THE Philippine Long Distance Telephone Co.’s (PLDT) P19.5-billion investment in Rocket Internet AG can be accommodated within its Baa2 ratings and stable outlook, international credit rating agency Moody’s Investors Service said.
PLDT announced on August 7 that it had entered into a global strategic partnership with Rocket, a German Internet company, to jointly develop mobile and online payment technologies and services in the Philippines and other emerging markets.
Under the partnership agreement, PLDT will invest 333 million euros, or about P19.5 billion, for a 10-percent stake in Rocket. PLDT will also obtain the right to appoint one member of Rocket’s nine-person supervisory board.
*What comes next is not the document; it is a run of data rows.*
PR #648, opened 2020-05-05
Updates for C++17

zrax:
* Compatibility fixes with changed/removed features
* Use C++17's built-in aligned `operator new` instead of platform-specific memory allocation in `hsAlignedAllocator`

TODO: Python 2.7's headers now spit out a bunch of warnings due to the deprecation of the `register` keyword in C++17

### DIFF
--- a/Sources/Tools/MaxMain/plMaxNode.cpp
+++ b/Sources/Tools/MaxMain/plMaxNode.cpp
@@ -2075,8 +2075,6 @@ bool plMaxNode::ConvertToOccluder(plErrorMsg* pErrMsg, bool twoSided, bool isHol
     plLocation nodeLoc = GetLocation();
 
     bool moving = IsMovable();
-    if( moving )
-        moving++;
 
     Matrix3 tmp(true);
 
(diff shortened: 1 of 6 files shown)


Sources/Tools/MaxMain/plMaxNode.cpp
```diff
@@ -2075,8 +2075,6 @@ bool plMaxNode::ConvertToOccluder(plErrorMsg* pErrMsg, bool twoSided, bool isHol
     plLocation nodeLoc = GetLocation();
 
     bool moving = IsMovable();
-    if( moving )
-        moving++;
```
Hoikas, line 2079: What in the world 😱

dpogue: Extra truthy...

zrax: Sometimes the truth just isn't `true` enough

zrax:
I think the string_theory issue only affects VS 2019...  But yeah, I should do a new release soon with that fix.

zrax:
The crash should be fixed now

PR #649, opened 2020-05-06
Change `PtDebugPrint` to behave more like Py3 `print`.

Hoikas:
This is to facilitate H-uru/moul-scripts#119.

`PtDebugPrint()` now outputs to a single line and accepts the keyword argument `sep`, which functions in the same manner as Python 3's sep keyword argument. ~~The `end` keyword argument was not added.~~ Known limitation: the `end` argument cannot be used to elide newlines.

I have also fixed a memory leak in which the repr of a PyObject was not decref'd.

### DIFF
--- a/Sources/Plasma/FeatureLib/pfPython/cyMiscGlue4.cpp
+++ b/Sources/Plasma/FeatureLib/pfPython/cyMiscGlue4.cpp
@@ -402,37 +402,69 @@ PYTHON_GLOBAL_METHOD_DEFINITION(PtDebugAssert, args, "Params: cond, msg\nDebug o
     PYTHON_RETURN_NONE;
 }
 
-PYTHON_GLOBAL_METHOD_DEFINITION_WKEY(PtDebugPrint, args, kwargs, "Params: *msgs, **kwargs\nPrints msgs to the Python log given the message's level")
+PYTHON_GLOBAL_METHOD_DEFINITION_WKEY(PtDebugPrint, args, kwargs, "Params: *msgs, level, sep, end\n"
+                                     "Prints msgs to the Python log given the message's level, "
+                                     "optionally separated and terminated by the given strings")
 {
     uint32_t  level = cyMisc::kErrorLevel;
+    ST::string sep = ST_LITERAL(" ");
+    ST::string end = ST_LITERAL("\n");
 
     do {
-        // Grabbin' levelz
         if (kwargs && PyDict_Check(kwargs)) {
-            PyObject* value = PyDict_GetItem(kwargs, PyString_FromString("level"));
+            PyObject* value = PyDict_GetItemString(kwargs, "level");
             if (value) {
                 if (PyInt_Check(value))
                     level = PyInt_AsLong(value);
                 else
                     break;
             }
+
+            value = PyDict_GetItemString(kwargs, "sep");
+            if (value) {
+                if (PyString_CheckEx(value))
+                    sep = PyString_AsStringEx(value);
+                else
+                    break;
+            }
+
+            value = PyDict_GetItemString(kwargs, "end");
+            if (value) {
+                if (PyString_CheckEx(value))
+                    end = PyString_AsStringEx(value);
+                else
+                    break;
+            }
         }
 
+        ST::string_stream ss;
         for (size_t i = 0; i < PySequence_Fast_GET_SIZE(args); ++i) {
             PyObject* theMsg = PySequence_Fast_GET_ITEM(args, i);
-            if (!PyString_CheckEx(theMsg))
-                theMsg = PyObject_Repr(theMsg);
-
-            if (theMsg)
-                cyMisc::DebugPrint(PyString_AsStringEx(theMsg), level);
+            if (PyString_CheckEx(theMsg))
+                Py_XINCREF(theMsg);
             else
-                break;
+                theMsg = PyObject_Str(theMsg);
+
+            if (i != 0)
+                ss << sep;
+            if (theMsg) {
+                ss << PyString_AsStringEx(theMsg);
+                Py_DECREF(theMsg);
+            } else {
+                PyErr_Format(PyExc_RuntimeError, "Failed to `str()` argument index %n", i);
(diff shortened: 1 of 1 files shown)


Sources/Plasma/FeatureLib/pfPython/cyMiscGlue4.cpp
```diff
@@ -405,34 +405,50 @@ PYTHON_GLOBAL_METHOD_DEFINITION(PtDebugAssert, args, "Params: cond, msg\nDebug o
...
+                theMsg = PyObject_Str(theMsg);
 
+            if (i != 0)
+                ss << sep;
             if (theMsg)
-                cyMisc::DebugPrint(PyString_AsStringEx(theMsg), level);
+                ss << PyString_AsStringEx(theMsg);
             else
-                break;
+                ss << "<ERROR>";
```
zrax, line 443: I feel like the previous use of `break` was intended to cause us to get to the `PyError_SetString` code outside of the `do ... while (false)` block (however, due to the inner loop, it didn't actually do that)...  Perhaps we should fix that rather than dumping `"<ERROR>"` to the log?  Especially since a null `theMsg` should indicate that an error was already set by another Python API...

Sources/Plasma/FeatureLib/pfPython/cyMiscGlue4.cpp
```diff
@@ -405,34 +405,50 @@ PYTHON_GLOBAL_METHOD_DEFINITION(PtDebugAssert, args, "Params: cond, msg\nDebug o
...
+            Py_XDECREF(theMsg);
         }
+        cyMisc::DebugPrint(ss.to_string(), level);
         PYTHON_RETURN_NONE;
     } while (false);
 
     // fell through to the type error case
-    PyErr_SetString(PyExc_TypeError, "PtDebugPrint expects a sequence of strings and an optional int");
+    PyErr_SetString(PyExc_TypeError, "PtDebugPrint expects a sequence of strings, an optional int, and an optional string");
```
zrax, line 451: `kwargs` are not "optional parameters", since they need to be explicitly keyed...  Also, since we're `str()`ifying parameters (to match `print`), I feel like this message is misleading in multiple ways.

Hoikas: :trollface:

Sources/Plasma/FeatureLib/pfPython/cyMiscGlue4.cpp
```diff
@@ -405,34 +405,50 @@ PYTHON_GLOBAL_METHOD_DEFINITION(PtDebugAssert, args, "Params: cond, msg\nDebug o
...
-            PyObject* value = PyDict_GetItem(kwargs, PyString_FromString("level"));
+            PyObject* value = PyDict_GetItemString(kwargs, "level");
             if (value) {
                 if (PyInt_Check(value))
                     level = PyInt_AsLong(value);
                 else
                     break;
             }
+
+            value = PyDict_GetItemString(kwargs, "sep");
```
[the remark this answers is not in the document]
Hoikas: Unfortunately, `plStatusLog` unconditionally treats each call to `AddLine` as at least one line. Fixing that is outside the scope of this PR, but I will add an `end` argument that allows terminating with an arbitrary string.

Hoikas:
Updated to fix issues from review.

Sources/Plasma/FeatureLib/pfPython/cyMiscGlue4.cpp
```diff
@@ -402,37 +402,71 @@ PYTHON_GLOBAL_METHOD_DEFINITION(PtDebugAssert, args, "Params: cond, msg\nDebug o
...
+            if (value) {
+                value = PyObject_Str(value);
```
zrax, line 425: Nice addition, but if you want to be strict about compatibility with `print()`, Python3 does actually require that `sep` and `end` are strings (it even rejects bytes)

Sources/Plasma/FeatureLib/pfPython/cyMiscGlue4.cpp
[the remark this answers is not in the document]
zrax: Fair enough, but I'd rather not see `end` default to `'\n'` if we're going to end up writing two newlines (one from `AddLine` and one from the default `end`)...  Maybe it would be better to just leave out the `end` parameter until it's needed (and then update the `DebugPrint` to use it properly at the same time)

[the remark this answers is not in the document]
Hoikas: `plStatusLog` only adds the trailing `\n` if one is not present. I decided to default `end` to `\n` on the off chance that some later work allows eliding newlines in `plStatusLog` :smile:

Sources/Plasma/FeatureLib/pfPython/cyMiscGlue4.cpp
Hoikas: I didn't realize that. Do you have a preference either way?

zrax: I'd probably prefer to keep it like `print()`, to make future changes easier

Sources/Plasma/FeatureLib/pfPython/cyMiscGlue4.cpp
```diff
@@ -402,37 +402,69 @@ PYTHON_GLOBAL_METHOD_DEFINITION(PtDebugAssert, args, "Params: cond, msg\nDebug o
...
             if (value) {
                 if (PyInt_Check(value))
                     level = PyInt_AsLong(value);
                 else
                     break;
             }
+
+            value = PyDict_GetItemString(kwargs, "sep");
+            if (value) {
+                if (PyString_CheckEx)
```
zrax, line 425: I think you're missing something here :trollface:

Hoikas: Just making sure you're paying attention :trollface:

In a statement, Moody’s vice president and analyst Yoshio Takahashi said, “PLDT plans to fund the investment from cash and new debt, and as a result we expect PLDT’s leverage to increase modestly in 2014. However, we expect the leverage increase will remain within the parameter for its Baa2 ratings.”
Moody’s expects PLDT’s adjusted debt to EBITDA ratio to increase to 1.9 times to 2.0 times by December 2014, from approximately 1.8 times for the 12 months to June 2014.
Moody’s estimates that PLDT will be able to finance bulk of the investment from its excess cash.
PLDT had P43 billion in cash and cash equivalents as of June 2014, which is approximately P10 billion above its historical level of at least P30 billion.
While the partnership with Rocket should help PLDT strengthen its mobile and online payment services, generating stable returns from investments in the fast-changing and competitive internet industry is challenging, Moody’s said.
Nevertheless, the investment is still moderate at about 5 percent and 15 percent of PLDT’s total assets and total equity, respectively, based on its balance sheet as of June 2014, the ratings agency said.
PLDT’s ratings continue to take into account its increased investment appetite, as demonstrated by this most recent investment, Moody’s said.
Moody’s expects PLDT to continue to seek investment opportunities in the internet and multimedia sectors to strengthen its ability to deliver multimedia content through its broadband and mobile networks, and to grow its e-commerce business.
However, Moody’s views that a new major investment is unlikely at least for the next six to 12 months, given PLDT’s increased leverage.
Earnings to improve in 2015
The company’s financial results for the first half of 2014 were slightly below Moody’s expectations. The Philippine telco reported that consolidated EBITDA for the first half of 2014 declined 4 percent year-on-year due to an increase in handset subsidies, cash expenses related to the operation of its expanded network, and residual post-Typhoon Yolanda restoration costs.
Given PLDT’s first-half results, Moody’s expects the company’s reported consolidated EBITDA to fall moderately in 2014.
However, Moody’s said that PLDT’s earnings should slightly improve in 2015, given that it will no longer have to deal with the aftermath of Typhoon Yolanda, and considering the company’s plan to reduce costs, as well as the continued growth in revenue from its broadband, corporate data, and mobile internet businesses.
PLDT’s dominant market positions in the fixed-line, broadband, and cellular services will continue to support its stable earnings from its core telecommunications service.
Moody’s expects cash flows from operations of P70 billion to P75 billion over the next 12 months. In Moody’s estimation, this should be sufficient to fund cash needs of approximately P105 billion, including short term debt of P14 billion, capital expenditures of approximately P30 billion and the likely maintenance of a 100-percent dividend payout ratio.
Rocket is a German internet company providing e-commerce, online marketplaces and financial technology platforms for consumers in over 100 countries. It reported aggregate revenues of over 700 million euros in 2013.